How we think about things is often how we feel about them, according to the principles of cognitive therapy. So it follows that if we change our negative thinking, we can feel better in general.
Linda Miller-deBerard runs Confidential Care Professional Counseling, based in Colleyville, Texas, and emphasizes on cognitive therapy. Here she talks about challenging our negative belief systems in therapy.
Cognitive therapy is based on the belief that we get our emotions from our thoughts and from our own self-talk. So cognitive therapy is about recognizing the negative self-talk and belief, and beginning to challenge those beliefs. To come up with something that is not only truer, but feels better.
Changing Your Emotions
When somebody can challenge his self-defeating self-talk and shift it to more rational thinking, he has the power to change his emotions.
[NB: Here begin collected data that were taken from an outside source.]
PR #231, opened 2023-09-18
fix: reduce costs on kinesis streams

vasco-santos:
We are currently being billed quite a bit in AWS for all the Kinesis streams we keep open for dev/CI.

This PR addresses this by:
- not deploying 2 kinesis streams per env to keep historical content. We really just need the production stream still deployed until we read it.
- we can also decrease the persistence of the streams to keep costs down

As follow ups, we should also consider (I will create issues):
- tool that proactively tears down running infrastructure for stalled PRs (or setup tests in a way that kinesis is put on and off for the tests)
- get historical content kinesis stream flushed out

### DIFF
--- a/stacks/config.js
+++ b/stacks/config.js
@@ -87,6 +87,21 @@ export function getKinesisEventSourceConfig (stack) {
   }
 }
 
+/**
+ * @param {import('@serverless-stack/resources').Stack} stack
+ */
+export function getKinesisStreamConfig (stack) {
+  if (stack.stage !== 'production') {
+    return {
+      retentionPeriod: Duration.hours(24)
+    }
+  }
+
+  return {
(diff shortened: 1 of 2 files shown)


stacks/config.js
```diff
@@ -87,6 +87,21 @@ export function getKinesisEventSourceConfig (stack) {
   }
 }
 
+/**
+ * @param {import('@serverless-stack/resources').Stack} stack
+ */
+export function getKinesisStreamConfig (stack) {
+  if (stack.stage !== 'production') {
+    return {
+      retentionPeriod: Duration.hours(24)
```
vasco-santos, line 96: Minimum value supported

travis (approved):
this is great, thanks @vasco-santos!

PR #239, opened 2023-10-04
feat: implement new `RevocationsStorage` methods

travis:
implement new `RevocationsStorage` methods introduced in https://github.com/web3-storage/w3up/pull/941

Added a new "revocations" table to index revocations. The revocations table is designed to be batch-GET-queried by "revoke CIDs", (which means the primary key MUST be just the revoke CID) but needs to accommodate multiple possible "revocation scope DIDs" each with its own "cause CID".

If we could batch-get indices by primary key we could add fields for scope DIDs and cause CIDs, but because `BatchGetItem` only works on primary tables, not indices, we decided to store scope and cause information as scopeDID-keyed Map-type attributes on the row, like:

| revoke       | `scopeDID` (ie, `did:key:z...alice`) | `scopeDID` (ie, `did:key:z...bob`)|
| ---------- |------------------|-----------------|
| `revokeCID` | {cause: `causeCID`} | {cause: `causeCID`} |


upload-api/tables/index.js
```diff
@@ -98,4 +98,25 @@ export const rateLimitTableProps = {
...
+ * the context CID and the cause CIDs into a "set" field of :-separated contextCID:causeCID
+ * strings.
+ * 
+ * @type TableProps 
+*/
+export const revocationTableProps = {
+  fields: {
+    delegation: 'string',     // `baf...x`(CID of the revoked delegation)
+    // @ts-ignore SST seems to incorrectly limit the set of field types to the three types suitable for index keys - hopefully this is fixed in the next versoin
+    contextsAndCauses: 'set'  // a set of :-separated contextCID:causeCID pairs
```
Gozala, line 119: should we consider using serialized JSON instead so it's possible to upgrade, I don't know if it does but thought I'd ask so tradeoffs could be assesed.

Sometimes people are aware of their negative self-talk, and sometimes they aren’t. And when they aren’t, I believe that journaling is a critical tool to help them begin to recognize how they are really talking to themselves.
I tell them that keeping a journal is like keeping an x-ray of their thoughts. And once they have that x-ray to see where things are broken, they have something tangible to begin to challenge so they can make those thought shifts.
Cognitive therapy cannot work for everything, however. It is a little hard to apply to anger management, for example, as anger is such a quick emotion that it’s hard to catch those thoughts. It’s usually hard to apply them after the facts.
Recognize and Challenge Your Thoughts
Learning how to recognize and change those thoughts is like building a muscle; first you begin to recognize the thoughts, challenge and change them, then you need to practice until they become a part of you.
Cognitive therapy is more for depression and anxiety, which is what I work on most with individuals who come with me and use this model of therapy. It helps people overcome emotional disorders by recognizing the thoughts that cause them emotional discomfort, and then changing those thoughts.